Todo permanece igual, salvo una ausencia muy concreta: el espacio exacto donde durante 34 años descansó un Audi Coupé negro, bajo, de dos puertas. Hoy ese rectángulo vacío funciona como una marca, como una cicatriz silenciosa. Ahí ya no está el compañero de Vicente.
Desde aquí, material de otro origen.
PR #160, opened 2017-06-20
Initial Arrow compatibility via pyarrow/Grizzly plus build cleanup

snakescott:
* Add cython extension, encoder, and decoder for one dimension Arrow arrays 
* Update SeriesWeld to support pluggable encoder/decoder instead of being hardcoded to numpy
* Port grizzly tests to cover Arrow encoding/decoding as well

Since Arrow interop required a Cython extension also
* Build numpy_weld_converter via python extension instead of build.rs / Makefile
* Reorder travis build steps to build Rust code first
* Eliminate use of WELD_HOME in python code

Future work might include support for two dimensional Arrow objects, etc


snakescott:
@sppalkia

python/weld/arrow_compat.pyx
```diff
@@ -0,0 +1,44 @@
+from pyarrow.lib cimport Array
+from libcpp.memory cimport shared_ptr, make_shared
+from libc.stdint cimport uint8_t, int64_t, uintptr_t
+from ctypes import cast, addressof
+
+from pyarrow.lib cimport pyarrow_wrap_array, DataType
+from pyarrow.includes.libarrow cimport *
```
wesm: This is cool, I'm glad you got this working. We should think about some affordances in the public pyarrow Cython API to make this easier for you. I will have a closer look at the patch when I can

snakescott: Feedback definitely welcome, I'm certainly not a Cython expert!

sppalkia:
@circla Closing this for now since it's somewhat outdated -- feel free to open it again once its updated :)

PR #1314, opened 2019-02-06
Grabbing TEvent and TStore in BES::initialize()

lawrenceleejr:
Because of what looks like a change in execution order in 21.2.61, the TEvent and TStore being grabbed in the `fileExecute()` doesn't make it available for the `initialize()`. So proposing that these are also grabbed in the `initialize()` to protect against this. Maybe a bit redundant, but would make this less sensitive to function call order. Can we do something like this?

Without this, the current HEAD gives us the error:

```
Both TEvent and TStore objects are null. Cannot retrieve anything.
```

Thanks!

-L

### DIFF
--- a/Root/BasicEventSelection.cxx
+++ b/Root/BasicEventSelection.cxx
@@ -346,6 +346,11 @@ EL::StatusCode BasicEventSelection :: initialize ()
     m_doPUreweightingSys = false;
   }
 
+  // get TEvent and TStore
+  //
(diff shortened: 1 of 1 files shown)


kratsg:
I've got a bunch of changes/refactors that will be coming shortly tonight (on my todo list). We can merge this in for now as a temporary stop-gap which will get changed later tonight.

Durante años fue imposible pensar en esa plaza sin pensar en él. No solo por el vehículo, sino por el ritual. Vicente llegaba despacio, sin prisas innecesarias. Maniobraba con una precisión casi ceremoniosa, como quien repite un gesto aprendido de memoria. Apagaba el motor y se quedaba unos segundos dentro, sentado, en silencio, con las manos aún apoyadas en el volante. Como si el coche necesitara despedirse antes de quedarse a solas. Ese gesto se repitió miles de veces. Hasta que dejó de hacerlo.
Hace apenas dos semanas, el Audi salió por última vez de ese garaje para no volver.
Vicente tiene 80 años —81 cumple en abril— y ha pasado gran parte de su vida al volante de ese coche. No fue uno más. Fue el coche. El único con el que muchos recuerdan haberle conocido. El que acompañó ascensos profesionales, mudanzas forzadas, viajes familiares, silencios largos y conversaciones que solo se tienen cuando la carretera avanza y no hay prisa por llegar. Durante casi toda una vida, ese Audi fue una extensión de su carácter: sobrio, discreto, firme. Siempre en su sitio.
Llegó en un momento clave. Vicente lo compró tras pasar por una dura etapa como policía. Sufrió amenazas, tentativas, avisos de no te queremos aquí. Fue comisario, con destino en Bilbao en los años más duros de ETA. Su vida estuvo marcada por la responsabilidad y el riesgo. Una carta bomba cambió el rumbo de su trayectoria y lo destinaron a Antequera, en la otra punta del país, a 863 kilómetros de la que era su casa. El Audi apareció entonces como una especie de recompensa silenciosa. No era un lujo ostentoso ni una compra impulsiva. Era un premio íntimo, ganado a pulso.
Lo adquirió a través de su compadre Pepe, padrino de su hija, quien tenía un concesionario en el polígono de Antequera (actualmente pertenece a SEAT). Su hijo tenía unos catorce años entonces. No recuerda cuánto costó. A esa edad, el dinero no importa. Lo que sí recuerda es la sensación: estar ante algo importante. No era un coche cualquiera. Era ese coche.
El interior del vehículo.
No era especialmente práctico. Un coupé de dos puertas para una familia numerosa. Parecía, sobre el papel, una mala idea. Pero precisamente por eso se convirtió en algo especial. No era para todo. Era el que se elegía cuando se quería algo distinto.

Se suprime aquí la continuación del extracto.